(Data items)
PR #1713, opened 2022-10-07
Resist session race conditions using reference counting

### LINKED ISSUE #1372: `session` is prone to race conditions

### LINKED ISSUE #1465: scenes and wizards after dropping sessions
Hi. 
this library was the one of the coolest things that I've worked with.
but when i came back here after years. most of things not working e.g : scene and wizard.
i wanted to know is there any fix for that?

I wrote a bot with Scenes but it forget where he is every time and its not working well.

and another question is, is there any special reason that you do not have any documentation. i mean this library was great and have a good document make it easy for everyone to use it.

thanks a lot. hope it was a fix for the issue :)

### LINKED ISSUE #1695: Un-deprecate session until v5

Session has been deprecated for quite some time (#1372). While it may be appropriate, no satisfactory solution has been provided yet, and the earliest solution, if any, may not be expected before v5. Session is required by Scenes and Wizards, and hence all users are using it anyway. All third-party plugins are also currently affected.

I propose we un-deprecate session in v4, and wait for a possible solution in v5. We could mention that session is prone to racing and recommend [telegraf-throttler](https://www.npmjs.com/package/telegraf-throttler) in the TSDoc.

### LINKED ISSUE #1799: scene.enter occurs twice if messages come to fast
### Discussed in https://github.com/telegraf/telegraf/discussions/1798

<div type='discussions-op-text'>

<sup>Originally posted by **mvarakin** February 13, 2023</sup>
Hi,

I have a listener

bot.on(message('text'), async ctx => await ctx.scene.enter('my_scene')) 

in my code.

Inside the scene among other scene stuff (commands etc.) I catch all text messages and simply ignore them.

It works well if I chat with the bot.

But I noticed that if I forward two, three... messages to a bot at once from another chat, bot enters my_scene on every message!

But the bot is supposed to skip second, third... message as the bot should be already inside the scene after the first message coming.

Looks like it's a race condition. Entering the scene is still in progress but a new message comes and global listener (the above code) runs leading to call scene.enter again.</div>

MKRhere:
Fixes #1372, fixes #1695, fixes #1799
Supersedes #1436

This is a very involved, but well-commented solution. Short explanation follows.

Edit: This PR now also introduces `defaultSession` as an optional parameter to `session({})`. Unit tests have been updated.

### Current state:

1. Telegraf receives two messages from the same Telegram chat+user
2. Telegraf reads session from store in both updates
3. Both updates run through the middleware system
4. When they're done, they both update store, BUT one doesn't know that the other message also performed an update, so it overwrites session, losing data

### Solution:

1. Receive two messages concurrently
2. First update to fetch the session caches it in memory with a reference and counter
3. Everyone else checks the cache, and see that it's already in memory, so they just increment the counter and reuse the reference
4. When every update is done processing, counter is decremented
5. If counter reaches zero, the reference object is cleared from memory cache

### Problems:

1. ⚠️VERY IMPORTANT!
	~If an update is terminated halfway (because it threw an error), any changes it already made are not rolled back in the memory cache. If other concurrent requests are using the reference, they will see the updated object, and if they complete processing successfully, the updated session will persist! We could make this behaviour more predictable by also persisting session in the error catch branch.~
	This behaviour has been changed so session is always written back, regardless of whether middleware chain completes or errors. This means assigning to session is always almost as good as having written to store.
3. `getSessionKey` is async in v4, so it still allows some racing, but provided solution automatically corrects for this by ignoring duplicate store fetches if a reference is already cached when they return. In v5, `getSessionKey` should probably be made synchronous—counter-arguments welcome.
4. This solution does not protect the user from introducing race-conditions of their own. We cannot prevent them from doing that, but we can document this as a possible footgun.
5. Obviously any solution relying on synchronous in-memory cache does not scale horizontally. This solution will protect single-process session users only.
	* In the future (v5?), this may be expanded to use Worker threads / Web Workers where they synchronise using `SharedArrayBuffer` and `Atomics`. Will explore this if there is demand for such a thing.
	* Multi-process support (especially useful for FaaS and edge runtimes and probably more important than workers) could be implemented using db mutexes. But this also enforces sequentialisation across all processes for a given session key. Concurrency is easy; safe concurrency is hard. Maybe there are other solutions; we're not exploring them for now, but maybe in the future.
	* Meanwhile, we can recommend simply using a custom `getSessionKey :: ctx -> ctx.chat.id` for webhooks. Telegram ensures that webhook updates are serial for a given chatId already!
6. ~`session` has to be an object for references to be shared. It cannot be a primitive value. This is already true for Telegraf, because Scenes and Wizards cannot work otherwise.~ This is not true; since this PR, session can be a primitive, but we're leaving the type-level constraint in place until someone asks for it.

If there are concerns about this solution subtly changing the behaviour of existing deprecated `session`, particularly in multi-process situations, I'm open to discussion about splitting this into an external module at `@telegraf/session` which users can opt-in to, with the naive implementation as the default.

However, I don't like the idea of permanently moving session out of telegraf core as previously discussed in #1436, because other core (Scenes and Wizards) and thirdparty modules inherently rely on sessions to exist.

### Testing

The original reproduction code posted in #1372 works as expected with the proposed version of session. Try it yourself by installing this branch:

```shell
npm i "telegraf/telegraf#feat-better-session"
```

```TS
"use strict"

const { Telegraf, session } = require("telegraf")
const createDebug = require("debug")

const debug = createDebug('test')

bot.use(session())
bot.on('message', async ctx => {
  if (ctx.session === undefined) {
    const { update_id } = ctx.update
    ctx.session = { update_id }
    debug('Defaulting session to', ctx.session)
  } else {
    debug('Session already set to', ctx.session)
  }
})

createDebug.enable('telegraf:client test')
bot.launch()
```

Further, unit tests have been added with synchronous and asynchronous session stores. They appear rock-solid, but if anyone wants to produce a breaking test, I'd be happy to fix the implementation to conform.

### DIFF
--- a/src/session.ts
+++ b/src/session.ts
@@ -97,19 +97,15 @@ export function session<S extends object>(
       },
     })
 
-    const decrement = () => {
+    try {
+      await next()
+    } finally {
       if (cached && --cached.counter === 0) {
+        // decrement to avoid memory leak
         debug(`(${updId}) refcounter reached 0, removing cached`)
         cache.delete(key)
       }
-    }
-
-    try {
-      await next()
-
-      debug(`(${updId}) middlewares ran successfully, checking session`)
-
-      decrement()
+      debug(`(${updId}) middlewares completed, checking session`)
       if (ctx.session == null) {
         debug(`(${updId}) ctx.session missing, removing from store`)
         await store.delete(key)
@@ -117,10 +113,6 @@ export function session<S extends object>(
         debug(`(${updId}) ctx.session found, updating store`)
         await store.set(key, ctx.session)
       }
-    } catch (e) {
-      // decrement to avoid memory leak, and rethrow error
-      decrement()
-      throw e
     }
   }
 }
--- a/src/session.ts
+++ b/src/session.ts
@@ -13,6 +13,7 @@ export interface SessionStore<T> {
 interface SessionOptions<S extends object> {
   getSessionKey?: (ctx: Context) => Promise<string | undefined>
   store?: SessionStore<S>
+  defaultSession?: () => S
 }
 
 export interface SessionContext<S extends object> extends Context {
@@ -45,6 +46,8 @@ export function session<S extends object>(
   const concurrents = new Map<string, MaybePromise<S | undefined>>()
 
   // this function must be handled with care
+  // read full description on the original PR: https://github.com/telegraf/telegraf/pull/1713
+  // make sure to update the tests in test/session.js if you make any changes or fix bugs here
   return async (ctx, next) => {
     const updId = ctx.update.update_id
 
@@ -85,7 +88,7 @@ export function session<S extends object>(
         cached = c
       } else {
         // we're the first, so we must cache the reference
-        cached = { ref: upstream, counter: 0 }
+        cached = { ref: upstream ?? options?.defaultSession?.(), counter: 0 }
         cache.set(key, cached)
       }
     }
@@ -94,11 +97,15 @@ export function session<S extends object>(
     // It will, however, guard `c` here.
     const c = cached
 
+    let touched = false
+
     Object.defineProperty(ctx, 'session', {
       get() {
+        touched = true
         return c.ref
       },
       set(value: S) {
+        touched = true
         c.ref = value
       },
     })
@@ -112,13 +119,16 @@ export function session<S extends object>(
         cache.delete(key)
       }
       debug(`(${updId}) middlewares completed, checking session`)
-      if (ctx.session == null) {
-        debug(`(${updId}) ctx.session missing, removing from store`)
-        await store.delete(key)
-      } else {
-        debug(`(${updId}) ctx.session found, updating store`)
-        await store.set(key, ctx.session)
-      }
+
+      // only update store if ctx.session was touched
+      if (touched)
+        if (ctx.session == null) {
+          debug(`(${updId}) ctx.session missing, removing from store`)
+          await store.delete(key)
+        } else {
+          debug(`(${updId}) ctx.session found, updating store`)
+          await store.set(key, ctx.session)
+        }
     }
   }
 }
--- a/src/session.ts
+++ b/src/session.ts
@@ -11,9 +11,8 @@ export interface SessionStore<T> {
 }
 
 interface SessionOptions<S extends object> {
-  initial?: () => S
-  store?: SessionStore<S>
   getSessionKey?: (ctx: Context) => Promise<string | undefined>
+  store?: SessionStore<S>
 }
 
 export interface SessionContext<S extends object> extends Context {
--- a/src/session.ts
+++ b/src/session.ts
@@ -1,6 +1,7 @@
 import { Context } from './context'
 import { MaybePromise } from './util'
 import { MiddlewareFn } from './middleware'
+import d from 'debug'
 
 export interface SessionStore<T> {
   get: (name: string) => MaybePromise<T | undefined>
@@ -9,8 +10,9 @@ export interface SessionStore<T> {
 }
 
 interface SessionOptions<S extends object> {
-  getSessionKey?: (ctx: Context) => Promise<string | undefined>
+  initial?: () => S
   store?: SessionStore<S>
+  getSessionKey?: (ctx: Context) => Promise<string | undefined>
 }
 
 export interface SessionContext<S extends object> extends Context {
@@ -20,7 +22,7 @@ export interface SessionContext<S extends object> extends Context {
 /**
  * Returns middleware that adds `ctx.session` for storing arbitrary state per session key.
  *
- * The default `getSessionKey` is <code>\`${ctx.from.id}:${ctx.chat.id}\`</code>.
+ * The default `getSessionKey` is `${ctx.from.id}:${ctx.chat.id}`.
  * If either `ctx.from` or `ctx.chat` is `undefined`, default session key and thus `ctx.session` are also `undefined`.
  *
  * Session data is kept only in memory by default,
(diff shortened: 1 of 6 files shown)


trgwii (approved):
LGTM

KnorpelSenf (changes requested):
This seems to break sessions that are primitive values., say `S` is `string`.

KnorpelSenf:
Ah telegraf cannot even do this so nvm

KnorpelSenf (approved):

src/session.ts
```diff
@@ -29,25 +31,96 @@ export interface SessionContext<S extends object> extends Context {
...
+  // when counter reaches 0, the cached ref will be freed from memory
+  const cache = new Map<string, { ref?: S; counter: number }>()
+  // temporarily stores concurrent requests
+  const concurrents = new Map<string, MaybePromise<S | undefined>>()
+
+  // this function must be handled with care
   return async (ctx, next) => {
+    const updId = ctx.update.update_id
+
+    const debug = d('telegraf:session')
```
wojpawlik: Nitpick: this should be at the top level

src/session.ts
```diff
@@ -29,25 +31,96 @@ export interface SessionContext<S extends object> extends Context {
...
+      })
+      cache.set(key, cached)
+    }
+
+    Object.defineProperty(ctx, 'session', {
+      get() {
+        return cached?.ref
+      },
+      set(value: S) {
+        if (cached) cached.ref = value
```
wojpawlik: What if `!cached`?

wojpawlik (commented):
This is quite complex, I'll need to re-read it before approving

wojpawlik (approved):

src/session.ts
```diff
@@ -29,25 +31,96 @@ export interface SessionContext<S extends object> extends Context {
...
  *
- * @example https://github.com/telegraf/telegraf/blob/develop/docs/examples/session-bot.ts
- * @deprecated https://github.com/telegraf/telegraf/issues/1372#issuecomment-782668499
+ * @example https://github.com/feathers-studio/telegraf-docs/blob/master/examples/session-bot.ts
  */
 export function session<S extends object>(
   options?: SessionOptions<S>
 ): MiddlewareFn<SessionContext<S>> {
   const getSessionKey = options?.getSessionKey ?? defaultGetSessionKey
   const store = options?.store ?? new MemorySessionStore()
```
wojpawlik, line 41:
```suggestion
  const store = options?.store ?? new Map()
```

MKRhere: Let's make this change in v5. This PR targets v4.

src/session.ts
MKRhere: `cached` is always set by this line, TS is not able to tell.

wojpawlik: Non-null assertion or a comment would clarify.

src/session.ts
```diff
@@ -9,8 +11,9 @@ export interface SessionStore<T> {
 }
 
 interface SessionOptions<S extends object> {
-  getSessionKey?: (ctx: Context) => Promise<string | undefined>
+  initial?: () => S
```
wojpawlik: Unused.

MKRhere: I've removed `initial` for now. It can be added later if required. This PR is large enough.

Viiprogrammer:
> This seems to break sessions that are primitive values., say `S` is `string`.

This is not a breaking change because it was never said anywhere that sessions could be strings 😁

MKRhere:
> This seems to break sessions that are primitive values., say `S` is `string`.

Just to clarify, this is only a type-level constraint that has already existed on Telegraf, and is useful because scenes need session to be an object. However, since this PR, it is not a technical requirement, and sessions can be primitive. After discussing with @wojpawlik, we decided to leave the constraint be until someone asks for it.

MKRhere:
FINALLY!

PR #1714, opened 2022-10-09
Fix default scene session pollution

uqee:
The bug can be reproduced by trying to do `ctx.scene.leave()` inside `scene.enter(() => {...})`.


MKRhere (approved):
lgtm, thanks!

PR #1763, opened 2022-12-17
Extended Composer.acl parameter with predicate types

Jokero:
To allow the use of `ctx => boolean` functions with `Composer.acl` in TypeScript

### DIFF
--- a/src/composer.ts
+++ b/src/composer.ts
@@ -722,13 +722,13 @@ export class Composer<C extends Context> implements MiddlewareObj<C> {
    * Generates middleware responding only to specified users.
    */
   static acl<C extends Context>(
-    userId: MaybeArray<number>,
+    predicateOrUserId: Predicate<C> | AsyncPredicate<C> | MaybeArray<number>,
     ...fns: NonemptyReadonlyArray<Middleware<C>>
   ): MiddlewareFn<C> {
-    if (typeof userId === 'function') {
-      return Composer.optional(userId, ...fns)
+    if (typeof predicateOrUserId === 'function') {
+      return Composer.optional(predicateOrUserId, ...fns)
     }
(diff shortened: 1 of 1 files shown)


MKRhere:
`Composer.optional` already accepts a `ctx -> boolean` predicate. `acl` is access control list, as the JSDoc says, _generates middleware responding only to specified users._

If you're in a position where you have a function or userId, you should wrap the call in userland.

```TS
const middleware = typeof x === "function" ? Composer.optional(x) : Composer.acl(x);
```

Jokero:
@MKRhere `Composer.acl` already supports predicate (works with JavaScript code), I just extended the parameter type for TypeScript to make the cases with function compilable.

Take a look at `typeof userId === 'function'` (https://github.com/telegraf/telegraf/blob/v4.11.2/src/composer.ts#L728-L730):

```ts
static acl<C extends Context>(
  userId: MaybeArray<number>,
  ...fns: NonemptyReadonlyArray<Middleware<C>>
): MiddlewareFn<C> {
  if (typeof userId === 'function') {
    return Composer.optional(userId, ...fns)
  }
  const allowed = Array.isArray(userId) ? userId : [userId]
  // prettier-ignore
  return Composer.optional((ctx) => !ctx.from || allowed.includes(ctx.from.id), ...fns)
}
```
Current code looks inconsistent from interface perspective. It either should be updated by removing type check (`typeof userId === 'function'`) or by adding the correct type for the first parameter.

MKRhere:
I'm aware some methods do more than the types suggest, however it is a bad idea to have multiple methods do the same thing. These behavioural inconsistencies should be removed in v5.

Jokero:
Generally agree, thanks

PR #1787, opened 2023-01-26
merge: #1787 from mikemikhaylov

mikemikhaylov:
Hi! Just reordering the chats by the number of members since the ru-community grew a lot since https://github.com/telegraf/telegraf/pull/1663/ Thanks again @MKRhere for giving it a chance!


MKRhere (approved):
Awesome, thanks for keeping it going!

_Try it:_ Retype, exactly as written, each line from the one that has "Hi! Just reordering" to the bottom of the entries above, and include both of those lines.

_Written reply:_
Hi! Just reordering the chats by the number of members since the ru-community grew a lot since https://github.com/telegraf/telegraf/pull/1663/ Thanks again @MKRhere for giving it a chance!


MKRhere (approved):
Awesome, thanks for keeping it going!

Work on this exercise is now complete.